Task requirements: Where a line in the entries below contains the word "remainder", it counts; give the total by itself.

==== Task data ====

PR #2180, opened 2025-11-26
Make `caf::expected` compatible with `std::expected`

### LINKED ISSUE #2165: Make `caf::expected` compatible with `std::expected`
We want to phase out our `caf::expected` eventually and implement it as:

```c++
template <class T>
using expected = std::expected<T, caf::error>;
```

However, our version is API incompatible with `std::expected` at the moment. With the STL version, the error case requires constructing the value via `caf::unexpected`. For example:

```c++
// Currently legal: constructing caf::expected directly from caf::error
caf::expected<int> foo() {
  return caf::make_error(caf::sec::logic_error);
}

// STL-compatible API:
caf::expected<int> foo() {
  return caf::unexpected(caf::make_error(caf::sec::logic_error));
}
```

We should use CAF 2.0 to add the necessary scaffolding for making our interface compatible to the STL version and deprecate all non-standard conversions. Then we can switch to `std::expected` in a future CAF release.

riemass:
This PR prepares the switch from `caf::expected` to `std::expected`. 
It introduces an `caf::unexpected` class. Deprecates construction and comparison with `caf::error` in favor of `unexpected`. 
Also, `transform_or` becomes `transform_error`, and `or_else` with a void-returning function is not supported in std, so it's split out and deprecated.
I've had trouble disabling the `expected.test.cpp` inside the file (with #ifndef) so I disabled it at CMake level.
I've tried isolating commits that make change with the commits that update deprecated stuff to make it easier to review. 
Closes #2165.


CMakeLists.txt
```diff
@@ -84,6 +79,13 @@ set(CAF_SANITIZERS "" CACHE STRING
 set(CAF_BUILD_INFO_FILE_PATH "" CACHE FILEPATH
   "Optional path for writing CMake and compiler version information")
 
+# -- CAF options that depend on others -----------------------------------------
+
+cmake_dependent_option(CAF_ENABLE_OPENSSL_MODULE "Build OpenSSL module" ON
+                       "CAF_ENABLE_IO_MODULE" OFF)
+cmake_dependent_option(CAF_USE_STD_EXPECTED "Enable std::expected support" OFF
+                       "CAF_CXX_VERSION STREQUAL 23" OFF)
```
Neverlord: Should check for >= 23 instead.

riemass:
Should I modify the ci runners to have a fedora with `std::expected` and `c++23`?

libcaf_core/caf/expected.hpp
```diff
@@ -37,7 +36,51 @@ auto expected_from_fn(F&& f, Ts&&... xs) {
...
+
+  caf::error& error() noexcept {
+    return reason;
+  }
+
+  const caf::error& error() const noexcept {
+    return reason;
+  }
+
+  void swap(unexpected& other) {
```
Neverlord:
```suggestion
  void swap(unexpected& other) noexcept {
```

libcaf_core/caf/expected.hpp
```diff
@@ -37,7 +36,51 @@ auto expected_from_fn(F&& f, Ts&&... xs) {
...
+    using std::swap;
+    swap(reason, other.reason);
+  }
+
+  bool operator==(const unexpected& other) const {
+    return reason == other.reason;
+  }
+
```
Neverlord: Should be a free function and `noexcept`.

libcaf_core/caf/expected.hpp
```diff
@@ -37,7 +36,51 @@ auto expected_from_fn(F&& f, Ts&&... xs) {
...
+#else
+
+namespace caf {
+
+/// Represents an unexpected value to be stored in caf::expected.
+class unexpected {
+public:
+  unexpected(caf::error err) : reason{std::move(err)} {
+  }
```
Neverlord: Lacks constructor overloads from the STL, in particular the `std::in_place_t` version.

libcaf_core/caf/expected.hpp
```diff
@@ -69,16 +112,16 @@ class expected {
...
-    requires(std::convertible_to<U, T> || error_code_enum<U>)
-  expected(U x) {
-    if constexpr (std::convertible_to<U, T>) {
-      has_value_ = true;
-      new (std::addressof(value_)) T(std::move(x));
-    } else {
-      has_value_ = false;
-      new (std::addressof(error_)) caf::error(x);
-    }
+  template <std::convertible_to<T> U>
```
Neverlord: Maybe we should restrict using `is_constructible` instead since we're calling the constructor?

libcaf_core/caf/config_value.cpp
```diff
@@ -245,14 +245,14 @@ expected<bool> config_value::to_boolean() const {
           if (auto j = x.find("value"); j != x.end()) {
             return j->second.to_boolean();
           }
-          return format_to_error(sec::conversion_failed,
-                                 "missing value for object of type {}", tn);
+          return caf::unexpected{format_to_error(
```
Neverlord: We have this a lot now. Let's introduce `format_to_unexpected` to cover this use case with less noise.

libcaf_core/caf/config_value.hpp
```diff
@@ -393,8 +395,8 @@ expected<T> get_as(const config_value& x, inspector_access_type::empty) {
   if (x.can_convert_to_dictionary())
     return T{};
   else
-    return make_error(sec::conversion_failed,
-                      "invalid element type: expected a dictionary");
+    return caf::unexpected{make_error(
```
Neverlord: This pattern is also repeated dozens of times. Should go into a new `make_unexpected` helper function.

libcaf_core/caf/config_value.test.cpp
```diff
@@ -171,16 +171,26 @@ SCENARIO("get_as can convert config values to boolean") {
...
-        check_eq(get_as<bool>(cv_empty_list), sec::conversion_failed);
-        check_eq(get_as<bool>(cv_empty_dict), sec::conversion_failed);
-        check_eq(get_as<bool>(config_value{0}), sec::conversion_failed);
-        check_eq(get_as<bool>(config_value{1}), sec::conversion_failed);
-        check_eq(get_as<bool>(config_value{0.f}), sec::conversion_failed);
-        check_eq(get_as<bool>(config_value{1.f}), sec::conversion_failed);
-        check_eq(get_as<bool>(config_value{""s}), sec::conversion_failed);
-        check_eq(get_as<bool>(config_value{"1"s}), sec::conversion_failed);
+        check_eq(get_as<bool>(cv_null),
+                 caf::unexpected{make_error(sec::conversion_failed)});
```
Neverlord:
```suggestion
        check_eq(get_as<bool>(cv_null),
                 caf::unexpected{sec::conversion_failed});
```

According to [cppref](https://en.cppreference.com/w/cpp/utility/expected/operator_cmp.html), we can compare `expected<T> x` to `unexpected<E> y` as long as `x.error() == y.error()` is well-formed.

libcaf_core/caf/expected.hpp
```diff
@@ -37,7 +36,51 @@ auto expected_from_fn(F&& f, Ts&&... xs) {
...
+#ifdef CAF_USE_STD_EXPECTED
+
+#  include <expected>
+
+namespace caf {
+
+using unexpected = std::unexpected<error>;
+
+template <typename T>
+using expected = std::expected<T, error>;
```
Neverlord:
```suggestion
template <class T>
using unexpected = std::unexpected<T>;

template <class T>
using expected = std::expected<T, error>;
```

libcaf_core/caf/expected.hpp
```diff
@@ -37,7 +36,51 @@ auto expected_from_fn(F&& f, Ts&&... xs) {
...
+
+} // namespace caf
+
+#else
+
+namespace caf {
+
+/// Represents an unexpected value to be stored in caf::expected.
+class unexpected {
```
Neverlord, line 69:
```suggestion
template <class T>
class unexpected {
```

libcaf_core/caf/expected.hpp
```diff
@@ -429,7 +503,7 @@ class expected {
     if (has_value())
       return detail::expected_from_fn(std::forward<F>(f), value_);
     else
-      return expected<res_t>{error_};
+      return expected<res_t>{caf::unexpected{error_}};
```
Neverlord: Using [std::unexpect_t](https://en.cppreference.com/w/cpp/utility/expected/unexpect_t.html) here would make this a lot less noisy IMO.

```suggestion
      return expected<res_t>{unexpect, error_};
```

This would cut down on a lot noise by itself by reducing the amount of times we construct `unexpected{...}` objects only to pass them to an `expected` for construction.

libcaf_core/caf/expected.hpp
```diff
@@ -642,13 +771,21 @@ class expected<void> {
   // -- constructors, destructors, and assignment operators --------------------
 
   template <error_code_enum Enum>
-  expected(Enum x) : error_(std::in_place, x) {
+  [[deprecated("Use constructor with caf::unexpected instead")]]
```
Neverlord:
```suggestion
  [[deprecated("construct using unexpect or from an unexpected instead")]]
```

libcaf_core/caf/expected.hpp
```diff
@@ -642,13 +771,21 @@ class expected<void> {
...
+  expected(Enum x)
+    : error_(std::in_place, x) {
+    // nop
+  }
+
+  [[deprecated("Use constructor with caf::unexpected instead")]]
```
Neverlord:
```suggestion
  [[deprecated("construct using unexpect or from an unexpected instead")]]
```

libcaf_core/caf/expected.hpp
```diff
@@ -938,6 +1106,25 @@ inline bool operator!=(const expected<void>& x, const expected<void>& y) {
...
+    caf::error e;
+    if (!f.object(x).fields(f.field("error", e)))
+      return false;
+    x = caf::unexpected{std::move(e)};
+    return true;
+  } else {
+    return f.object(x).fields(f.field("error", x.error()));
+  }
+}
+
```
Neverlord: This shouldn't exist. The `unexpected` is a pure helper to construct something else, not something we would actively store somewhere.

```suggestion
```

Neverlord (changes requested):

libcaf_core/caf/config_value.test.cpp
riemass: The lack of `explicit` in the error from Enum ctor is making this look weird, but this is gonna come in handy since the other review item is making the unexpected generic.

libcaf_core/caf/expected.hpp
riemass: I hear you. However, `std::unexpect_t` is a c++23 feature which means we need a back-port in the form of `caf::unexpect_t`, and that would make the transition a bit harder later on.

libcaf_core/caf/actor_system.cpp
```diff
@@ -991,16 +991,18 @@ actor_system::dyn_spawn_impl(const std::string& name, message& args,
     "name = {}, args = {}, check_interface = {}, expected_ifs = {}", name, args,
     check_interface, expected_ifs);
   if (name.empty())
-    return sec::invalid_argument;
+    return expected<strong_actor_ptr>(unexpect, sec::invalid_argument);
```
Neverlord: This code is not DRY (repeats the return type multiple times):

```suggestion
    return {unexpect, sec::invalid_argument};
```

libcaf_core/caf/actor_system.hpp
```diff
@@ -465,7 +465,7 @@ class CAF_CORE_EXPORT actor_system {
     }
     auto res = dyn_spawn_impl(name, args, ctx, check_interface, expected_ifs);
     if (!res)
-      return std::move(res.error());
+      return expected<Handle>{unexpect, std::move(res.error())};
```
Neverlord:
```suggestion
      return {unexpect, std::move(res.error())};
```

libcaf_core/caf/actor_system_config.cpp
```diff
@@ -556,7 +557,7 @@ actor_system_config::parse_config(std::istream& source,
                                   const config_option_set& opts) {
   settings result;
   if (auto err = parse_config(source, opts, result); err.valid())
-    return err;
+    return expected<settings>{unexpect, err};
```
Neverlord:
```suggestion
    return {unexpect, err};
```

libcaf_core/caf/expected.hpp
```diff
@@ -938,6 +1160,12 @@ inline bool operator!=(const expected<void>& x, const expected<void>& y) {
   return !(x == y);
 }
 
+} // namespace caf
+
+#endif
+
+namespace caf {
```
Neverlord: Please remove this block, i.e., the `to_string` functions. I suspect we need those in the unit test framework, but we should add support for `expected` in the same way we support `std::optional`. Adding free function overloads for STL types (which `caf::expected` is when setting the appropriate CMake option) is asking for trouble down the line. It might be that just removing them is enough, didn't check.

Neverlord:
I'll put this on hold for now. MSVC still has `void unexpected()` in the global namespace even tough this should no longer exist since C++17. Of course it's messing with `caf::unexpected`. Badly. It's either always qualifying `unexpected`, avoiding/removing it altogether or come up with a better idea.

libcaf_core/caf/expected.hpp
riemass: Removed `to_string`. Added the `stringification_inspector` overload for `expected<T>`. Not entirely happy with how the serialization for the error case looks - I tired separately calling `append` and/or `save` for `"!"` and `error()` and always end up with a nested `sep()` call resulting in the format `!, runtime_error`. The provided solution works but as an extra allocation.

Neverlord (approved):
Thanks for bringing this over the finishing line! 👍

PR #2182, opened 2025-11-28
Modernize use of find, find_if, etc.

Neverlord:


riemass (dismissed):

libcaf_test/caf/test/fixture/deterministic.cpp
```diff
@@ -251,14 +252,15 @@ class deterministic_actor_clock : public actor_clock {
...
+    auto i = std::ranges::find_if(actions, is_not_disposed);
     if (i == actions.end())
       runnable::current().fail({"no pending timeout found", loc});
     return i->first;
   }
 
   /// Returns the time of the last pending timeout.
   time_point last_timeout(const detail::source_location& loc) {
+    // Note: Using reverse iterators, so keeping iterator-based version
     auto i = std::find_if(actions.rbegin(), actions.rend(), is_not_disposed);
```
shariarriday, line 264: Can we consider the following as we are looking to modernize and use range everywhere?

```suggestion
    auto r_actions = actions | std::views::reverse;
    auto i = std::ranges::find_if(r_actions, is_not_disposed);
    if (i == r_actions.end())
```

Neverlord: That's certainly something we can consider. For now, I kept it simple by sticking to the new overloads from `<algorithm>` and avoided including `<ranges>`. One step at a time, basically.

PR #2194, opened 2025-12-06
Update Cirrus to FreeBSD 14.3

riemass:


riemass:
Renamed the directory from `freebsd-14` to just `freebsd` because the initial commit was enabling FreeBSD 15.0. Also, the config setup didn't really change even from FreeBSD 13. @Neverlord  Since we agreed on just FreeBSD 14.3 for now, if you mind the change I can roll that back.

Neverlord (approved):

PR #2222, opened 2026-01-07
Handle HTTP chunked requests

### LINKED ISSUE #2205: Support Chunked-Encoding for the HTTP server
See https://github.com/actor-framework/actor-framework/blob/a3a63e69844408afe444f0a965ca627674a891c0/libcaf_net/caf/net/http/server.cpp#L212-L217

riemass:
Closes #2205 
Organized chunked requests in server and router. The server will have callbacks for each chunk. 
The router aggregates the chunks and routes them as a normal request. 
Side-quest: added `.devcontainer/build` to .gitignore. Better than accidentally pushing the build directory.

### DIFF
--- a/libcaf_net/caf/net/http/server.test.cpp
+++ b/libcaf_net/caf/net/http/server.test.cpp
@@ -371,7 +371,7 @@ SCENARIO("the server receives the largest accepted chunked HTTP request") {
       THEN("the HTTP layer parses the chunked request and calls the "
            "application layer") {
         auto maybe_res = res_promise.get_future().get(1s);
-        log::test::error("THIS IS Error: {}", maybe_res);
+
         require(maybe_res.has_value());
         check_eq(maybe_res->hdr.method(), net::http::method::post);
         check_eq(maybe_res->hdr.version(), "HTTP/1.1");
--- a/libcaf_net/caf/net/http/upper_layer.hpp
+++ b/libcaf_net/caf/net/http/upper_layer.hpp
@@ -43,8 +43,8 @@ public:
 
   /// Consumes a chunk of the message.
   /// @param payload The payload of the received chunk.
-  /// @returns The number of consumed bytes or a negative value to signal an
-  ///          error.
+  /// @returns An error if the chunk cannot be consumed, or an empty error on
+  ///          success.
   virtual error consume_chunk(const_byte_span payload) = 0;
 
   /// Ends a chunked message.


riemass:
@Neverlord When the router combines the chunks and delegates the request, the header field `Transfer-Encoding: chunked` will still be present, and there will be no `Content-Length` header. Should I leave as-is or maybe modify the headers? I'm more concerned with the absence of the `Content-Length` header.

libcaf_net/caf/net/http/router.cpp
```diff
@@ -101,4 +101,25 @@ ptrdiff_t router::consume(const request_header& hdr, const_byte_span payload) {
...
 
+error router::begin_chunked_message(const net::http::request_header& hdr) {
+  hdr_ = hdr;
+  return error{};
+}
+
+ptrdiff_t router::consume_chunk(const_byte_span body) {
+  CAF_ASSERT(hdr_.valid());
+  body_.insert(body_.end(), body.begin(), body.end());
+  return body.size();
```
Neverlord:
```suggestion
  return static_cast<ptrdiff_t>(body.size());
```

libcaf_net/caf/net/http/server.cpp
```diff
@@ -185,6 +185,12 @@ class server_impl : public http::server {
             // Transition to the next mode.
             if (hdr_.chunked_transfer_encoding()) {
               mode_ = mode::read_chunks;
+              if (auto err = up_->begin_chunked_message(hdr_); err.valid()) {
+                write_response(status::internal_server_error,
+                               "Failed to initiate chunked message.");
```
Neverlord:
```suggestion
                               "Failed to initiate chunked transfer.");
```

libcaf_net/caf/net/http/server.cpp
```diff
@@ -220,11 +226,66 @@ class server_impl : public http::server {
...
+            }
+            received_chunks_size_ = 0;
+            mode_ = mode::read_header;
+            return consumed;
+          }
+          if (up_->consume_chunk(remainder.subspan(0, chunk_size)) < 0) {
+            // TODO write response
+            abort(sec::runtime_error, "error while consuming HTTP chunk");
+            return -1;
+          }
```
Neverlord: Looking at this, maybe `consume_chunk` should also just return `error`. Usually we return the number of bytes consumed but this doesn't really make sense here. Either the upper layer consumes the chunk or not. There's nothing this layer could reasonably do if the upper layer only consumes half of the chunk.

libcaf_net/caf/net/http/server.cpp
```diff
@@ -220,11 +226,66 @@ class server_impl : public http::server {
...
+            write_response(status::payload_too_large,
+                           "Payload exceeds maximum size.");
+            abort(sec::protocol_error, "payload exceeds maximum size");
+            return -1;
+          }
+          if (remainder.size() < chunk_size + 2) {
+            // Configure the policy for the next call to consume.
+            // Await at least chunk line length + chunk_size bytes + crlf.
+            const auto least = input.size() - remainder.size() + chunk_size + 2;
+            const auto most = max_request_size_ - received_chunks_size_;
```
Neverlord: Isn't this missing the +2 for CLRF?

libcaf_net/caf/net/http/server.test.cpp
```diff
@@ -28,6 +28,7 @@ namespace {
 struct response_t {
   net::http::request_header hdr;
   byte_buffer payload;
+  std::vector<byte_buffer> chunked_payload;
```
Neverlord:
```suggestion
  std::vector<byte_buffer> payload_chunks;
```

libcaf_net/caf/net/http/server.test.cpp
```diff
@@ -282,21 +300,195 @@ SCENARIO("the client sends a multipart HTTP request") {
...
+        check(std::ranges::equal(maybe_res->chunked_payload[0],
+                                 to_const_byte_span("Hello, world!"sv)));
+        check(std::ranges::equal(maybe_res->chunked_payload[1],
+                                 to_const_byte_span("Developer Network"sv)));
+      }
+    }
+  }
+}
+
+SCENARIO("the server handles edge cases for chunked HTTP requests") {
```
Neverlord: This is way to broad and tells me nothing. What's this scenario actually about? Some tests are about sending `bad_request` back to the client on errors while other tests seem unrelated. Probably should be split up into different scenarios.

Neverlord:
> @Neverlord When the router combines the chunks and delegates the request, the header field `Transfer-Encoding: chunked` will still be present, and there will be no `Content-Length` header. Should I leave as-is or maybe modify the headers? I'm more concerned with the absence of the `Content-Length` header.

The header should reflect what the client has communicated. What use case do you have in mind where I would look at the `Content-Length` header field even though I get the payload in a ready-to-use buffer from CAF?

libcaf_net/caf/net/http/server.cpp
riemass: Doesn't, really. I'll refactor it into an error. Maybe the `end_chunked_message` could return the number of consumed bytes, but that info wouldn't really matter to the lower layer.

libcaf_net/caf/net/http/server.cpp
riemass: When I think about it, you're right. The 2 bytes aren't copied to the payload, which means we can receive two more bytes here.

riemass: This line had a bug where in edge cases the `most` was less that `least` - for failing to account for the line holding the next chunk size.

libcaf_net/caf/net/http/server.test.cpp
riemass: Refactored each GIVEN into a separate TEST. The blocks where too small for a scenario IMHO.

riemass:
> The header should reflect what the client has communicated. What use case do you have in mind where I would look at the `Content-Length` header field even though I get the payload in a ready-to-use buffer from CAF?

We're on the same page the. I can't figure a scenario where someone unconditionally reads the `Content-Length` header while having the payload buffer.

Neverlord (approved):

PR #2225, opened 2026-01-12
Simplify handling of the hidden flag

Neverlord:
Handle the `hidden` flag centrally at the `abstract_actor` to avoid it leaking into `launch` functions that each actor type has to implement independently.

### DIFF
--- a/libcaf_core/caf/abstract_actor.cpp
+++ b/libcaf_core/caf/abstract_actor.cpp
@@ -14,7 +14,6 @@
 #include "caf/default_attachable.hpp"
 #include "caf/detail/assert.hpp"
 #include "caf/log/core.hpp"
-#include "caf/log/system.hpp"
 #include "caf/mailbox_element.hpp"
 #include "caf/system_messages.hpp"
 
@@ -171,8 +170,7 @@ bool abstract_actor::cleanup(error&& reason, scheduler* sched) {
   for (attachable* i = head.get(); i != nullptr; i = i->next.get())
     i->actor_exited(fail_state_, sched);
   if (getf(is_registered_flag)) {
-    auto count = home_system().registry().dec_running();
-    log::system::debug("actor {} decreased running count to {}", id(), count);
+    home_system().dec_running_actors_count(id());
   }
   on_cleanup(fail_state_);
   return true;
--- a/libcaf_core/caf/actor_system.cpp
+++ b/libcaf_core/caf/actor_system.cpp
@@ -215,41 +215,6 @@ public:
     }
   }
 
-  size_t inc_running() override {
-    return ++running_;
-  }
-
-  size_t dec_running() override {
-    auto new_val = --running_;
-    if (new_val <= 1) {
-      std::unique_lock guard{running_mtx_};
-      running_cv_.notify_all();
-    }
-    return new_val;
-  }
-
-  /// Returns the number of currently running actors.
-  size_t running() const override {
-    return running_.load();
-  }
-
-  /// Blocks the caller until running-actors-count becomes `expected`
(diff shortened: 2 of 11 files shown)


libcaf_core/caf/blocking_actor.cpp
```diff
@@ -127,15 +126,10 @@ class blocking_actor_runner : public resumable {
...
-    [[maybe_unused]] auto id = self_->id();
     auto& sys = self_->system();
-    intrusive_ptr_release(self_->ctrl());
     sys.release_private_thread(thread_);
-    if (!hidden_) {
-      [[maybe_unused]] auto count = sys.registry().dec_running();
-      log::system::debug("actor {} decreased running count to {}", id, count);
-    }
+    self_->cleanup(std::move(rsn), ctx);
+    intrusive_ptr_release(self_->ctrl());
```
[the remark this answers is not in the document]
Neverlord: Releasing the thread simply adds it to the list of free threads again. If a thread receives a new job in the brief moment between releasing the thread and cleaning up, that's fine. Simply means the new job is delayed a little bit.

libcaf_core/caf/actor_system.test.cpp
```diff
@@ -22,32 +22,28 @@ TEST("spawn_inactive creates an actor without launching it") {
...
       self->become([](int) {});
       check_eq(self->ctrl()->strong_refs, 1u); // 1 ref by launch
       strong_self = actor{self};
     }
-    check_eq(sys.registry().running(), baseline + 1);
+    check_eq(sys.registry().running(), 1u);
     strong_self = nullptr;
     sys.await_all_actors_done();
-    check_eq(sys.registry().running(), baseline);
+    check_eq(sys.registry().running(), 0u);
```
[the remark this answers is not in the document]
Neverlord: I don't remember why we have added the baselines here. All system-level actors are always hidden, so only user-spawned actors should ever increase this count and a baseline is unnecessary.

libcaf_core/caf/actor_system.cpp
```diff
@@ -589,6 +551,38 @@ class actor_system::impl {
...
+    if (count <= 1) {
+      std::unique_lock guard{running_actors_mtx};
+      running_actors_cv.notify_all();
+    }
+    return count;
+  }
+
+  void await_running_actors_count_equal(size_t expected,
+                                        timespan timeout = infinite) {
+    CAF_ASSERT(expected == 0 || expected == 1);
```
riemass, line 572: Glad to have the assert there, otherwise it could be misused.

libcaf_core/caf/abstract_actor.cpp
```diff
@@ -166,32 +165,17 @@ bool abstract_actor::cleanup(error&& reason, scheduler* sched) {
...
     return false;
-  log::core::debug("cleanup: id = {}, node = {}, fail-state = {}", id(), node(),
-                   fail_state_);
+  log::core::debug("actor {} cleans up with reason {}", id(), fail_state_);
   // send exit messages
   for (attachable* i = head.get(); i != nullptr; i = i->next.get())
     i->actor_exited(fail_state_, sched);
-  unregister_from_system();
+  if (getf(is_registered_flag)) {
+    home_system().dec_running_actors_count(id());
```
riemass, line 173: The original code also had `unsetf(is_registered_flag);`. I suppose this is not an issue since we're cleaning up?

Neverlord: Cleanup already ensures that it will only run once via the `terminated` flag. I've removed clearing the `registered` flag because this is the only place now where we call `dec_running_actors_count` from and it is already taken care of that this happens only once. So clearing the flag is basically just a dead write.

====

Exercise answer: 3